SYDNEY, Australia (AP) -- International agencies have been slow to promote circumcision as a means to prevent millions of new HIV infections a year because -- unlike a new drug -- almost no one stands to make money from the treatment, a top health official said Tuesday.

The World Health Organization says male circumcision reduces the risk of female-to-male transmission of the disease by around 60 percent.

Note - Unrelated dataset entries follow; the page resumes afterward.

Issue #1872, opened 2014-11-11
Notifies not sent out on Thursday with INCEPTION-INCREMENT


sfrost:
When the serial changes on Thursday due to INCEPTION-INCREMENT, notifies to slaves should be sent out but currently aren't.  According to Peter on IRC, this is due to a change which was missed in commit 535f4e31bcbf2a342069de729005aefa99454085; specifically that `CommunicatorClass::notifyDomain` also needs updating to send out notifies when the serial changes.

PR #4565, opened 2016-10-13
Spread DNSSEC signature inception over the week

jimmybergman:
A client uses PowerDNS as a master for a set of external slaves at a third party anycast provider that gets the zones with AXFR.

The client has a large number of zones (hundreds of thousands).

The anycast provider has for a long time been annoyed that they have to refetch all zones close to Thursday 00:00 UTC when the signatures wraps and thus the SOA serial is incremented.

This pull requests makes the signature inception be spread over the entire week, hashed over the zone name, instead of all beeing at a Thursday 00:00 UTC. The inception is still always at most a week in the past, i.e. the main logic of signature validity is the same - the difference is that we make the actual time of week of the wrap different for different zones.

It is done by taking the first 7 bits of the hash of the zone name and using this to offset when the wrap happens by dividing the week into 127 chunks and picking one of them.

Since this also affects the signature caching that uses the "blunt by effective" method of clearing the cache on the first cache miss after the week wrapped, the commit changes this to have 128 separate caches (each containing a maximum of max-signature-cache-entries/128 records to not start using much more memory with identical config).

This has the extra benefit of not purging the signature cache for all zones at the same time, only 1/128 of the zones every 4725 seconds - which in turn should make the performance over the week more consistent.


Habbie:
Just reading the description - hashing the name is exactly how I had this in mind, it's a very sane approach!

pieterlexis:
@mind04 you're comments will be more than welcome!

jimmybergman:
@Habbie @pieterlexis any toughts for this or more specifically, anything missing for the gods of the open source to accept this sacrifice and reward it with a merge? :-)

Habbie:
@jimmybergman we're a bit swamped with other work. Expect attention in December!

Habbie:
Ticket #1872 is related. If we fix #1872, then we basically also need this. But as long as we don't have #1872, this 'spreading over the week' may confuse matters for users because they can no longer predict when they need to send a manual NOTIFY. So my thinking is that we should fix these things hand-in-hand.

jimmybergman:
@Habbie Sorry for beeing a bit slow with my response, other tasks got in the way, the last commit fixes ticket #1872, there is a description of how I did it in the commit message.

I would have preferred to not have to change the module interface, but since it was defined as "getUpdatedMasters" I figured that out of the three alternatives:
a) To try to keep the database serial updated whenever it wrap. This would be hard with the current design, since the EDIT-SOA was applied whenever a query happened after the rollover, and we want to send NOTIFY to slaves when the serial wraps regardless of if anyone has actually queried for the domain yet.

b) To replicate all the EDIT-SOA logic in the backend modules. This would either mean lots of code duplication or depending on dnsseckeeper in the modules which would both be very ugly.

c) To change the interface to return all master zones and instead have the EDIT-SOA logic centrally when comparing which of them are updated. Since all but one of the backends anyway fetched all rows from the data store I figured that this was the cleanest way.

Howver, I have not had a chance to test any modules other than the gmysql one.

jimmybergman:
@Habbie Any comments? :-)

Habbie:
Can you rebase so we can test & review? Apologies for the delay.

jimmybergman:
@Habbie Sure, give me a few days, I'll ping you once rebased and let you know when you can test+review.

omoerbeek:
I would like to spend some time on this to make sure this can be merged,

A rebase would be very welcome, I hope you are still interested. In the mean time, some general comments:

* The code uses integer constants and constant expressions in a few places.  I prefer a single set of (commented) const definitions with clear names.
* I see some time_t -> uint32_t conversions that look suspicious, or at least need a proper check. It would be nice if all new code is 64-bit time_t safe. And additional thing is that time_t is a signed type. So a thorough check of all these (implicit) conversions must be done.
* I'm a bit worried by he backend interaction changes. Getting all domains and filtering on the C++ side might be expensive for a large number of zones. We have to study the performance impact and maybe come up with an alternative solution (that would probably require db schema changes, so that is also not very attractive either).

jimmybergman:
@omoerbeek 

I did start with a rebase, but didn't get it to working state and currently don't have the free time to drive this forward (also I don't have the pleasure to run or host PowerDNS anymore due to job changes).

The backend interaction changes are only needed for the additional changes related to ticket #1872, the original intention of the PR was simpler.

I wasn't super happy about having to change the module interface (also the cause of the messy conflicts since the PR got too large to lay around this long) but at the time I couldn't figure out any better way, see the comment at https://github.com/PowerDNS/pdns/pull/4565#issuecomment-280588605

At least at the time of the change all of the common backends already fetched all zones when figuring out which were updated, i.e. https://github.com/PowerDNS/pdns/pull/4565/files#diff-f7fa79052caf3807dc966882ddbed30a (the new code just keeps them for a bit longer).

omoerbeek:
OK, understood. Currently thinking (and talking to others) to see if it's worth the time and trouble.

pieterlexis:
Closing, needs a lot of work in the NOTIFY department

But only 30 percent of men worldwide have had the procedure, mostly in countries where it is common for religious or health reasons.

Robert Bailey, a professor of epidemiology at the University of Illinois, said uncircumcised men are 2-1/2 times more likely to contract the virus from female partners, based on random control trials conducted in parts of Africa hardest-hit by the epidemic.

But international agencies have been slow to implement the procedure despite mounting evidence of its efficacy in preventing new HIV infections, Bailey told a major international AIDS conference in Sydney, Australia.

"One cannot help but contemplate that if it were a drug or a compound or a shot with a label, international agencies and donors would have been fighting to be the first to make it available many months, even years, ago," he said.

"But no one stands to profit from male circumcision -- no one but the 4,000 in Africa who will be infected tomorrow," added Bailey, who has conducted circumcision-related studies in Uganda, Kenya, Malawi, Zambia and the United States.

Studies suggest that widespread male circumcision in sub-Saharan Africa could prevent 5.7 million new cases of the disease and 3 million deaths over 20 years.

If just 50 percent of men underwent the procedure in parts of South Africa, which has one of the world's highest rates of HIV/AIDS infection, incidents of the disease among heterosexual men could by reduced by up to 9 percent over 10 years, Bailey said.

"In other words, circumcision could drive the epidemic to a declining state toward extinction," Bailey said. "We must make safe, affordable, voluntary circumcision available now."

The World Health Organization issued a statement in March urging heterosexual men to undergo the procedure because of compelling evidence that it reduces their risk of getting the disease.

However, it cautioned that male circumcision is not a complete protection against HIV, and said men should still use condoms and take other precautions such as abstinence, delaying the start of sexual activity and reducing the number of sexual partners.